Dr. Keisha Goode, PhD

Assistant Professor of Sociology – State University of New York-Old Westbury

Keisha Goode, PhD., is an Assistant Professor of Sociology at the State University of New York-Old Westbury. Her primary research area is the medicalization of pregnancy and childbirth in the U.S., with a focus on Black midwifery. She was appointed as the first Public Member of the Board of Directors of the National Association of Certified Professional Midwives (NACPM) in 2015, and is currently serving as the Board’s Vice President. She is the co-author of Pregnancy and Birth: A Reference Handbook, published with ABC-CLIO press in June of 2021. She is most proud of her book under contract, Birthing, Blackness and the Body: Black Midwives and the Pursuit of Reproductive Justice, with Columbia University Press that is an update and expansion on her 2014 dissertation about the experiences and perceptions of contemporary U.S. Black midwives.

 

Dr. Michelle Drew, DNP, MPH, CNM, FNP-C, C-EFM, FACNM

Executive and Clinical Director, Ubuntu Black Family Wellness Collective

Dr. Michelle Drew, affectionately known as Mama Michelle to the mamas and babies she’s served, is a certified nurse midwife, family nurse practitioner with three decades of commitment to health equity and justice in Black communities.
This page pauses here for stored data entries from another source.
PR #421, opened 2020-03-17
[BPK-3762] Flare component

shaundon:
Skeleton component, doesn't do anything useful yet. Because of our new monopackage, if we merge and release this it'll be available to consumers. Should we:

1. Mark it as beta in some way?
1. Don't worry, it won't be documented so people are unlikely to find it.
1. Not merge this PR until the native side is done on at least one platform?

### DIFF
--- a/lib/bpk-component-flare/src/BpkFlare-test.android.js
+++ b/lib/bpk-component-flare/src/BpkFlare-test.android.js
@@ -1,0 +1,38 @@
+/*
+ * Backpack - Skyscanner's Design System
+ *
+ * Copyright 2016-2020 Skyscanner Ltd
+ *
+ * Licensed under the Apache License, Version 2.0 (the "License");
+ * you may not use this file except in compliance with the License.
+ * You may obtain a copy of the License at
+ *
+ *   http://www.apache.org/licenses/LICENSE-2.0
+ *
+ * Unless required by applicable law or agreed to in writing, software
+ * distributed under the License is distributed on an "AS IS" BASIS,
+ * WITHOUT WARRANTIES OR CONDITIONS OF ANY KIND, either express or implied.
+ * See the License for the specific language governing permissions and
+ * limitations under the License.
+ */
+
+/* @flow */
+
+import commonTests from './BpkFlare-test.common';
+
+jest.mock('react-native', () => {
+  const MARSHMALLOW = 23;
+  const reactNative = jest.requireActual('react-native');
+
+  // We rely on BpkTouchableNativeFeedback to handle the ripple effect on older devices
+  // so in this test suite we're assuming API > 23 where the ripple is supported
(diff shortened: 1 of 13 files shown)


lib/bpk-component-flare/src/BpkFlare-test.android.js
```diff
@@ -0,0 +1,38 @@
...
+ * WITHOUT WARRANTIES OR CONDITIONS OF ANY KIND, either express or implied.
+ * See the License for the specific language governing permissions and
+ * limitations under the License.
+ */
+
+/* @flow */
+
+import commonTests from './BpkFlare-test.common';
+
+jest.mock('react-native', () => {
```
tiagoengel: Is this necessary?

lib/bpk-component-flare/src/BpkFlare.js
```diff
@@ -0,0 +1,86 @@
...
+const BpkFlare = (props: Props) => {
+  const { children, insetPaddingMode, style: userStyle, ...rest } = props;
+
+  const style = [styles.base];
+  if (userStyle) {
+    style.push(userStyle);
+  }
+
+  return (
+    <View style={style} {...rest}>
```
tiagoengel: Can we replace the view here with a `NativeFlare` component? The files would be `NativeFlare.ios` and `NativeFlare.android`  and they can just return a view and spread the props for now,

lib/bpk-component-flare/src/BpkFlare-test.android.js
shaundon: That came from the `create-component` script 🤷‍♂

lib/bpk-component-flare/src/BpkFlare.js
shaundon: Sure, will do that

tiagoengel:
About marking as beta, I wouldn't worry, people will not use if is not documented/doesn't do anything

lib/bpk-component-flare/src/BpkFlare-test.android.js
tiagoengel: Ahh, so it's not necessary then :)

shaundon: I'll shut it down!

lib/bpk-component-flare/src/NativeFlare.android.js
```diff
@@ -0,0 +1,26 @@
...
+ * See the License for the specific language governing permissions and
+ * limitations under the License.
+ */
+
+/* @flow */
+
+import React from 'react';
+import { View } from 'react-native';
+
+const NativeFlare = ({ ...rest }) => <View {...rest} />;
```
tiagoengel: nit: Can just do `NativeFlare = View` and would make flow stop complaining as well

PR #438, opened 2020-03-19
[BPK-3757] Bridge android flare

tiagoengel:
Removed the `insetPadding` support. It's hard to support it on Android because of how this is implemented, plus it's not used in the app. 

+ [x] `UNRELEASED.md`
+ [x] `README.md`
+ [x] Tests


lib/android/src/main/java/net/skyscanner/backpack/reactnative/flare/BpkFlareViewManager.kt
```diff
@@ -0,0 +1,48 @@
...
+  public override fun createViewInstance(reactContext: ThemedReactContext): RNBpkFlare {
+    return RNBpkFlare(reactContext)
+  }
+
+  override fun getName(): String {
+    return VIEW_NAME
+  }
+
+  override fun addView(parent: RNBpkFlare, child: View, index: Int) {
+    parent.addViewInternal(child, index)
```
tiagoengel: The reason for this is because `BpkFlare` will throw an exception in case more than 1 children is added. Because of how `shadow nodes` work in react even if we wrap items in a single view in JS, it will add more than one here, which breaks the component.

To go around that we add child views into a internal wrapper, and add this wrapper to `BpkFlare`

She understands the challenges we face just living while Black in a country that was built on our labor but pushes us out to the margins. With experience providing full spectrum reproductive health in every setting from church based free clinics to academic medical centers, she has the experience to provide you and your family the care you need. She’s not just a healthcare provider, she’s a healer, an activist, a fighter for the rights of Black birthing people.

 

Dr. Alicia Swartz, PhD, MSN, PNP, RN

Assistant Professor of Pediatric Nursing, California State University East Bay

Dr. Alicia Swartz is a pre-tenure assistant professor of pediatric nursing at California State University East Bay (CSUEB), a clinical researcher at the University of California San Francisco, and a practicing Pediatric Nurse Practitioner in Oakland, CA. She was recently awarded the title: “Changemaker in Family Planning” for her work exploring the training of nurses in sexual and reproductive health. Her current work has evolved to include the diversity, equity, and inclusion in nursing training programs. She is a founder of the Dismantling Racism in Nursing Education at CSUEB, and serves as an expert in health equity and antiracism in Nursing education.